20 novembre 2006

Attente

[Premier et unique jet de mes pensées et réflexions ambiantes en ce lundi 20 novembre] [1]

Le bébé pèse contre les parois de sa sphère englobante, et avec une anxiété subliminale sent que quelque chose tire à sa fin.

D'un jour à l'autre, d'une minute à l'autre, tout pourrait changer de registre. Arrêt de travail pour moi (officiel et encadré et prévu et rigoureusement défini), métamorphose temporaire de la vie familiale de notre petit cocon.

Mais d'abord, à plus court terme, l'accouchement lui même. Chez nous. Seuls. En 2006, mais de manière primaire, épurée jusqu'à l'essentiel, libérée des conventions médicales mais avant tout bureaucratiques qui entravent l'expérience de tous ceux que ça implique (la mère surtout). Les écrans cathodiques nous montrent des cris et du sang et des drames et des complications, si bien qu'on en vient tous à ne plus croire qu'à ça, alors qu'en fait ce sont des fabrications sensationnalistes. (De la même manière que si un extra-terrestre étudiait nos émissions de télé, il en viendrait à croire qu'il y a des tueurs en série à tous les coins de rue.) Et tout ça fait bien l'affaire de bien du monde. Pour les hôpitaux, tout est une question d'argent, qu'on ne se raconte pas d'histoires. S'ils prônent tellement les césariennes, on peut être certain que c'est parce que c'est la solution la plus économique (time is money is time is money).

Oui, il y a des risques, mais ils sont encore plus grands quand on accepte toutes les "précautions" sans se poser de question. La Mort est partout, qu'on le veuille ou non.

Tout ça pour dire que nous tournons le dos à notre époque, là dessus et sur bien d'autres points. Fuck la médecine, fuck l'éducation, fuck l'argent, fuck la bureaucratie, si nous avons décidé de fonder notre famille ce n'est pas pour jouer le jeu. On est condamné et on ne peut rien contre une machine aussi puissante qu'aveugle, mais on va résister quand même.

Quand notre troisième enfant va arriver, nos portes seront fermés, le téléphone sera déconnecté, et il n'y aura que Simon, Mélissa, Xavier, Colin, et une cinquième créature humaine dont nous ne savons encore rien, ni le sexe ni le nom. Et vous pouvez être certains que le Gouvernement ne saura son nom que quand ça nous conviendra de le lui apprendre, personne ne nous mettra de la pression cette fois-ci. [2]

On passe notre vie dans les mensonges et dans les faussetés. Autant que possible, moi et ma Compagne tentons d'exclure ces contaminants de notre maison. On ne peut pas toujours réussir, mais parfois --- comme maintenant --- on gagne de petites victoires.

Une Femme, un Homme, des enfants, et un nouveau bébé. Un toit pour les garder au chaud contre l'Hiver qui s'installe. Une vérité simple mais infinie dans ce qu'elle contient.

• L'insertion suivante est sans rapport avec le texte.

PR #435, opened 2026-09-19
Share duplicated interfaces across the conversion tests

philipcraig:
Part of #423.

The two `NonExplicitConversionIsImplicit` tests declared identical interface and conforming types; they now share one pair at namespace scope. `ConstOnlyConversionFunction` is removed: a const-only conversion through `protocol` and both views is covered by `ConversionToBool`, `ConversionAlongsideNamedMember` and the `NonExplicitConversionIsImplicit` tests.

`protocol_operator_tests.cc`, `-O2 -c`, GCC trunk, user+sys CPU over alternating runs: 10.6 s before, 10.3 s after.


jbcoe (approved):
Thanks for this. Tests could probably do with a broader audit/refactor but this is a local improvement.

PR #436, opened 2026-09-19
Name a rejected interface member the same way in every diagnostic

### LINKED ISSUE #406: Duplicated name computation and two naming schemes in `protocol_interface_function_infos`
In conformance.hh:196-228 (after #388):

- the `has_identifier(member) ? identifier_of(member) : display_string_of(member)` expression is written out twice (lines 202 and 210);
- `is_operator_function(member)` is tested in two consecutive `if`s and `operator_of(member)` is called three times;
- `operator_diagnostic_name` (line 176) hand-rolls a lowercase-first-character test over `symbol_of` to decide on a space, while the neighbouring ref-qualifier and explicit-object diagnostics use the identifier/display-string idiom, which already renders an operator correctly and names the exact overload.

So an interface with two rejected `operator==` overloads gets a message naming neither, while the adjacent diagnostic pinpoints its member, and a member that is both ref-qualified and a blocklisted operator prints its name two ways depending on which check fires first. The next rejection rule would copy the name computation a third time.

Hoisting `std::string name = ...` once and nesting the operator checks under a single `if (is_operator_function(member)) { auto op = operator_of(member); ... }` removes all of it. `parameters_of(member)` is also materialised for every member just to test `empty()`, on a path that runs for every (interface, candidate) pair.

philipcraig:
Closes #406.

`reject_interface_member(kind, member)` builds the diagnostic name and throws.
It replaces the three copies of the identifier-or-display-string expression
(`reject_member_function_templates` had added a third) and
`operator_diagnostic_name`, whose `symbol_of` text named no overload. The name
is computed only when a member is rejected.

Every rejection now names its member the same way. For an operator or a
conversion function that is the display string, which identifies the overload:

```
operator 'bool Interface::operator==(const FirstOperand&) const' is not supported in a protocol interface
ref-qualified member function 'bool Interface::operator==(const FirstOperand&) const &' is not supported in a protocol interface
address-of operator 'int* Interface::operator&()' is not supported in a protocol interface
operator 'int Interface::operator co_await()' is not supported in a protocol interface
```

The operator checks nest under one `is_operator_function` test with a single
`operator_of` call.

`parameters_of(member)` stays: since the issue was filed the explicit-object
check has come to need the parameter list for every member, and reflection
has no query for an explicit-object member function that avoids it.

The new tests check the message text, which no test did before. A display
string is implementation-defined, so they look for substrings.


jbcoe (approved):
Thanks for this. A big readability win.

PR #437, opened 2026-09-19
Build every function-pointer type with one function

### LINKED ISSUE #405: Three copies of the function-pointer-type builder

philipcraig:
Closes #405.

`function_pointer_type_of(member, leading = {})` in `overload_spec.hh` replaces the builders in `operator_thunk_for`, `member_function_thunk_for` and `generate_vtable_specs`. A vtable entry differs from its thunk only in the leading `void*` or `const void*`, which `generate_vtable_specs` passes as `leading`, so the two can no longer drift apart.

`conversion_thunk` no longer goes through a function-pointer type. It reads its target type, `noexcept` and `explicit` from `Member`, so its builder, the `static_assert(false)` stub, the partial specialisation and the `IsExplicit` parameter go. The target type is a namespace-scope alias, `conversion_target_t<Member>`, not a member alias, because the thunk is a base class of the protocol and a member alias would be visible on it.

`call_through_vtable` takes `const Vtable*` in place of a deduced `VtablePtr*`. `Vtable` stays an explicit template argument: `protocol`'s owning vtable derives from `vtable_t<I>` and converts at the call, so the type searched for the entry is the type the entry is spliced into.

Covers the same ground as #413, plus the conversion thunk added by #421 and the `call_through_vtable` item.


jbcoe:
This is awesome, a lot of complicated, repetitive code cleaned up.

jbcoe (approved):
Thanks for this!

PR #438, opened 2026-09-19
Reject view interfaces whose conversion functions differ in constness

### LINKED ISSUE #430: `protocol_view<I>` can select a different conversion function than the viewed object
```cpp
struct I { operator int(); operator long() const; };
struct C {
  operator int() { return 1; }
  operator long() const { return 2; }
};

C c;
long a = c;                    // 1: operator int, then int -> long
long b = protocol<I>(C{});     // 1
long d = protocol_view<I>(c);  // 2: operator long
```

On a non-const `C`, overload resolution prefers `operator int` because its implicit object parameter binds without adding `const`. Under `const_policy::all_const` every thunk on the view is const-qualified, so that tie-break is gone and the exact-match `operator long` wins.

The dedup in `is_forwarded_member_function` (protocol_wrappers.hh:62-73) exists so that "overload resolution through a const and non-const access path must yield the same result". It compares name and parameters, and the name of a conversion function is its target type, so conversions to different targets are never compared. Named members do not have this problem, because members with different names do not compete in overload resolution; conversion functions to different targets do.

This is not an `explicit` question, so it is outside #426. Options:

1. On a view, reject an interface whose conversion functions differ in constness across targets.
2. Give `protocol_view<I>` non-const thunks for non-const conversions, so the tie-break survives; a `const protocol_view<I>` then loses those conversions.
3. Document it.

Raised in the third round of the #421 review.

philipcraig:
Closes #430.

Option 1 from the issue. Generating the wrappers for `protocol_view<I>` throws if the conversion functions it forwards differ in constness. A target with both a const and a non-const conversion function counts as non-const, since the view forwards only the non-const one. `explicit` does not exempt a conversion function: explicit conversions compete in direct-initialisation and contextual conversion.

`protocol<I>` and `protocol_view<const I>` select the same conversion function as the object and still accept these interfaces. For that to hold, the `protocol_view<const I>` constructor from `protocol_view<I>` becomes a template constrained with `std::same_as`. Taken by value as a non-template, it completed `protocol_view<I>` during overload resolution for any argument, so a const view of such an interface would have been rejected too.


jbcoe:
I'm not sure if this is the approach that we eventually want to take but it's safe, clear, principled and a definite improvement over what we currently have.

Happy to merge.

jbcoe (approved):
Thanks for this.

PR #439, opened 2026-09-19
Forward comparison operators on protocol interfaces

### LINKED ISSUE #401: Member comparison operators on an interface are now a hard error
#388 lists `==`, `!=`, `<`, `<=`, `>`, `>=` and `<=>` in `is_unsupported_operator`, so `protocol_interface_function_infos` throws for any interface that declares one as a member. On `main` the same members were silently ignored, which is what DRAFT.md ("Equality and comparison operators") still describes:

```cpp
struct I { int f() const; bool operator==(const I&) const; };
protocol<I> p(C{});
// main: compiles, operator== ignored
// #388: conformance.hh:233: uncaught exception ... 'operator== is not supported in a protocol interface'
```

The same happens for `bool operator==(const I&) const = default;` and a defaulted member `operator<=>`; `is_special_member_function` does not cover defaulted comparisons. Hidden-friend comparisons are unaffected.

Options:

1. Skip comparisons the way `main` did, keeping DRAFT.md true.
2. Keep the rejection, update DRAFT.md, and add rejection tests. `ConformsToTest.UnsupportedOperatorsAreRejected` covers only `operator=` and `operator co_await` today.
3. Forward them, which is the follow-up discussed on #388.

Whichever way, the `= default` idiom needs a decision of its own since it is the common way to write a comparison on a struct.

philipcraig:
Closes #401.

Takes option 3 from the issue: a member `==`, `!=`, `<`, `<=`, `>`, `>=` or
`<=>` on an interface is forwarded like any other binary operator, so a
conforming type must declare a member with the same signature.

```cpp
struct I {
  bool operator==(std::string_view) const;
  bool operator==(std::default_sentinel_t) const;
};
protocol<I> p(C{"id"});
p == "id"; "id" == p; p != "other";  // rewritten candidates work
p != std::default_sentinel;
```

A comparison with an operand of type `I`, defaulted or not, is rejected with a
diagnostic naming the operator. Forwarding it would ask every candidate for
`operator==(const I&) const`, which is not what the author of the interface
meant, and ignoring it would silently drop a declared member. Rejection can
be relaxed later without breaking anyone; the reverse is not true. #440 tracks
giving it a meaning.

Hidden-friend comparisons on an interface are still ignored, and nothing
compares two `protocol` objects. DRAFT.md "Equality and comparison
operators" is updated to match.


jbcoe (commented):
Thanks for this.

I'm not sure how useful support for `operator <=>(int)` is.

Presumably we'd want to support `operator <=>(const Interface)` etc. somehow (I don't know how) to forward idiomatic operators.

Nothing here is wrong or dangerous so I'm happy to merge, but the 'obvious' use case won't work.

jbcoe (approved):

conformance.hh
```diff
@@ -201,9 +201,7 @@ consteval std::string operator_diagnostic_name(std::meta::operators op) {
 // Some operators are excluded from protocol interfaces.
 consteval bool is_unsupported_operator(std::meta::operators op) {
   using enum std::meta::operators;
-  return op == op_equals || op == op_co_await || op == op_equals_equals ||
-         op == op_exclamation_equals || op == op_less || op == op_less_equals ||
-         op == op_greater || op == op_greater_equals || op == op_spaceship;
+  return op == op_equals || op == op_co_await;
```
jbcoe, line 208: raising a comment just to prevent auto-merge so that you can consider the review comment.

philipcraig:
> Thanks for this.
> 
> I'm not sure how useful support for `operator <=>(int)` is.
> 
> Presumably we'd want to support `operator <=>(const Interface)` etc. somehow (I don't know how) to forward idiomatic operators.
> 
> Nothing here is wrong or dangerous so I'm happy to merge, but the 'obvious' use case won't work.

I won't merge this yet. Needs more work to show if it can be made useful

philipcraig:
Agreed, `p == q` is the case people will reach for, and this PR doesn't give it to them. It needs a way to say "my own type" in the interface, a type identity in the vtable, and a policy for mismatched types. I've opened #440 for that design.

Two changes here in response:

- A comparison with an operand of type `I` is now rejected whether or not it is defaulted. Before, `bool operator==(const I&) const;` was forwarded literally, so a conforming type had to compare itself with `I`. Rejecting it keeps that spelling free to mean comparison between two protocols later.
- The examples and DRAFT.md now use `operator==(std::string_view)` and `operator==(std::default_sentinel_t)` instead of `int`. Those heterogeneous cases are what this PR is for.

PR #444, opened 2026-09-20
Tell contributors when the sandbox image is stale

### LINKED ISSUE #441: Tell contributors when the sandbox image is stale
Follow-up to #392, which keeps rebuild timing out of scope. Once the caches live in the image, a stale image still works but quietly falls back to the network, and nothing says so.

**Stale image is reused silently.** `scripts/agentic-sandbox.py` rebuilds only when the image is missing or `--rebuild-docker` is passed. An image built before #392 has the same name, so it is reused with the volumes gone and empty cache directories. The same happens after any later bump to `uv.lock` or `MODULE.bazel`. Suggestion: label the image at build time with a hash of its inputs, and have the script print a one-line "image is stale, pass `--rebuild-docker`" hint when the hash differs. The inputs are `docker/Dockerfile`, `.bazelversion`, `MODULE.bazel`, `MODULE.bazel.lock`, `pyproject.toml`, `uv.lock` and the googletest tag. The script would print a hint only and would not rebuild automatically.

**CONTRIBUTING wording.** "Any repository change needs `--rebuild-docker`" is broader than the truth. Source edits never need a rebuild, and a dependency bump without one degrades to an online fetch rather than breaking. Suggestion: list the trigger files above, state that fallback, and fold in the separate `.bazelversion` rule near the top of the file so the guidance lives in one place.

**googletest tag.** The tag is pinned in `CMakeLists.txt`, `MODULE.bazel` and `docker/Dockerfile`. With `FETCHCONTENT_SOURCE_DIR_GOOGLETEST` set, CMake never checks `GIT_TAG`, so a bump in `CMakeLists.txt` leaves sandbox CMake builds on the old googletest until someone rebuilds. This is the one case with no network fallback. The Dockerfile can read the tag rather than repeat it:

```dockerfile
RUN --mount=type=bind,source=CMakeLists.txt,target=CMakeLists.txt \
    git clone --depth 1 --branch "$(sed -n 's/^ *GIT_TAG *//p' CMakeLists.txt)" \
        https://github.com/google/googletest.git "$FETCHCONTENT_SOURCE_DIR_GOOGLETEST"
```

**Layer order.** The `bazel fetch` layer is the one most likely to miss the layer cache, and it precedes `uv sync` and the googletest clone. Every fetch miss therefore re-downloads the wheels and re-clones googletest. The three steps write to disjoint trees, so the fetch can be the last `RUN` of the stage.

Blocked on #392 landing. Happy to write the PR.

### LINKED ISSUE #445: Harden the sandbox image's googletest tag extraction and `.dockerignore`
Non-blocking findings from the review of #392, left for a follow-up so that PR can land.

- [ ] **`docker/Dockerfile`: take only the tag from the `GIT_TAG` line.** `sed -n 's/^ *GIT_TAG *//p'` passes the whole rest of the line to `git clone --branch`. A CRLF checkout (there is no `.gitattributes`), a trailing `# comment` or a second `GIT_TAG` line makes the clone fail with "Remote branch not found". This takes only the tag:
  ```
  sed -n 's/^ *GIT_TAG *\([^ #\r]*\).*/\1/p' CMakeLists.txt | head -n 1
  ```
- [ ] **`.dockerignore`: add `.claude`.** `source=.` keys the `bazel fetch` layer on everything not ignored. `.bazelignore` already lists `.claude`, and agent worktrees under it change constantly, so the layer rarely hits its cache.
- [ ] **`.dockerignore`: use `**/__pycache__`.** Patterns match from the context root, unlike `.gitignore`, so `__pycache__` misses `scripts/__pycache__`.
- [ ] **`docker/Dockerfile`: correct the `bazel fetch` comment.** It calls the fetch layer "the only input here a source edit invalidates", but the googletest clone is keyed on the whole of `CMakeLists.txt`, so any CMake edit re-clones googletest and re-runs the fetch.
- [ ] **`docker/Dockerfile`: mention the output base.** The fetch layer also captures Bazel's output base for `/workspace` under `~/.cache/bazel/_bazel_vscode/`, which the runtime container reuses because the checkout mounts at the same path. It is the part that grows on every rebuild.
- [ ] #441, which tracks the rebuild-timing points taken out of the #392 review: the stale-image hint in `scripts/agentic-sandbox.py`, the CONTRIBUTING trigger list with the `.bazelversion` rule folded in, and the googletest tag reminder. #392 already reads the tag from `CMakeLists.txt` and puts the fetch layer last.

philipcraig:
Closes #441. Closes #445.

- `scripts/agentic-sandbox.py` labels the image with a hash of its inputs and prints a one-line hint to pass `--rebuild-docker` when the hash no longer matches. It never rebuilds on its own. An image with no label, such as one built before #392, counts as stale.
- The inputs are `docker/Dockerfile`, `.bazelversion`, `MODULE.bazel`, `MODULE.bazel.lock`, `pyproject.toml`, `uv.lock` and the googletest `GIT_TAG` in `CMakeLists.txt`. Only the tag is hashed from `CMakeLists.txt`, so adding a test does not raise the hint.
- The `bazel fetch` layer mounts only the files that define the graph, which need no sources. That removes `.dockerignore` and the whole-checkout mount, and an ordinary source edit no longer invalidates the layer. `BUILD.bazel` and `.bazelrc` are mounted but not hashed: a new dependency has to change `MODULE.bazel` as well.
- `CONTRIBUTING.md` lists the inputs once, states the network fallback and the googletest exception, and the `.bazelversion` rule near the top now points there.
- The Docker workflow drops `.dockerignore` from its `paths` filters.

From #445:

- The googletest clone takes only the tag from the first `GIT_TAG` line, so a CRLF checkout, a trailing comment or a second `GIT_TAG` line no longer breaks `git clone --branch`. This is the commit from #446.
- The `bazel fetch` comment now says that any `CMakeLists.txt` edit re-clones googletest and re-runs the fetch, and notes the repository cache and output base the layer captures.
- The two `.dockerignore` items are moot, because this PR deletes the file.


CONTRIBUTING.md
```diff
@@ -249,14 +249,27 @@ the rest of the host file system, but the network is unrestricted and the
...
-every container, so it (currently) needs the network every time.
+network. The image is built from:
+
+- `docker/Dockerfile`
+- `.bazelversion`
+- `MODULE.bazel` and `MODULE.bazel.lock`
+- `pyproject.toml` and `uv.lock`
+- the googletest `GIT_TAG` in `CMakeLists.txt`
+
+Source edits never need a rebuild. When one of the inputs changes, the script
```
jbcoe: nit: maybe 'container rebuild' 

I cannot imagine anyone being more than momentarily confused by this though.

Feel free to ignore.

jbcoe (approved):
Thanks for this.

PR #446, opened 2026-09-20
Take only the tag from the googletest GIT_TAG line

philipcraig:
Part of #445.

- `docker/Dockerfile` passed the whole rest of the `GIT_TAG` line to `git clone --branch`. A CRLF checkout, a trailing `# comment` or a second `GIT_TAG` line made the clone fail with "Remote branch not found".
- The `sed` expression now captures the tag alone, accepts tab indentation, ignores a longer keyword such as `GIT_TAGGED`, and stops at the first match, so it needs no pipe to `head`.
- The rest of #445 overlaps #444, which deletes `.dockerignore` and rewrites the `bazel fetch` comment. This change touches neither, so the two merge cleanly in either order.


philipcraig:
Folded into #444 as 7cecd46, a cherry-pick of this PR's commit, so the sandbox image changes land together. #444 now closes #445. Closing this one.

Et un Homme qui --- ayant perdu depuis longtemps le goût de vivre --- profite de chaque instant de vérité comme si c'était un cadeau divin ou une magie de druide. Et qui parfois s'oublie et --- s'oubliant --- arrive à sacraliser son existence en une incantation écrite.


[1] Relisant ce texte je redoute --- à tort ou à raison --- le cynisme potentiel de certains lecteurs, leur jugement et leurs critiques et leur haine de tout ce qui bouge, mais je pense aujourd'hui qu'il ne faut pas qu'on les laisse tout s'approprier, et que personnellement le seul moyen de perdre mes réflexes d'auto-défense c'est en arrêtant de douter de moi-même, le plus possible.

[2] Je fais ici référence au fait qu'à la naissance de notre premier, tout avait débuté dans une maison de naissance mais à cause de certaines soit-disantes "complications" ça s'est fini à l'hôpital, où à peine cinq minutes après la naissance des fonctionnaires en habits stérilisés me faisaient remplir des foutus questionnaires à la con. J'avais envie de leur étamper une main pleine de sang sur leur beau papier propre.

2 Commentaires:

swan_pr said...
pour avoir vécu deux césariennes (d'urgence, après plus de douze heures de travail dans les deux cas) je suis tout à fait d'accord avec toi. plus tard j'ai appris que mon travail avait très certainement été perturbé par les médicaments qui m'avaient été administrés.

que d'amour! l'image de votre famille, à l'écoute, fébrile, heureuse... c'est très fort.

je vous souhaite tout plein de bonheur.

Simon said...
Je compatis avec tes expériences.

Merci beaucoup pour tes souhaits.

Oui, nous vivons actuellement des moments privilégiés, tous les quatre (cinq). Je m'efforce de ne penser qu'à ça.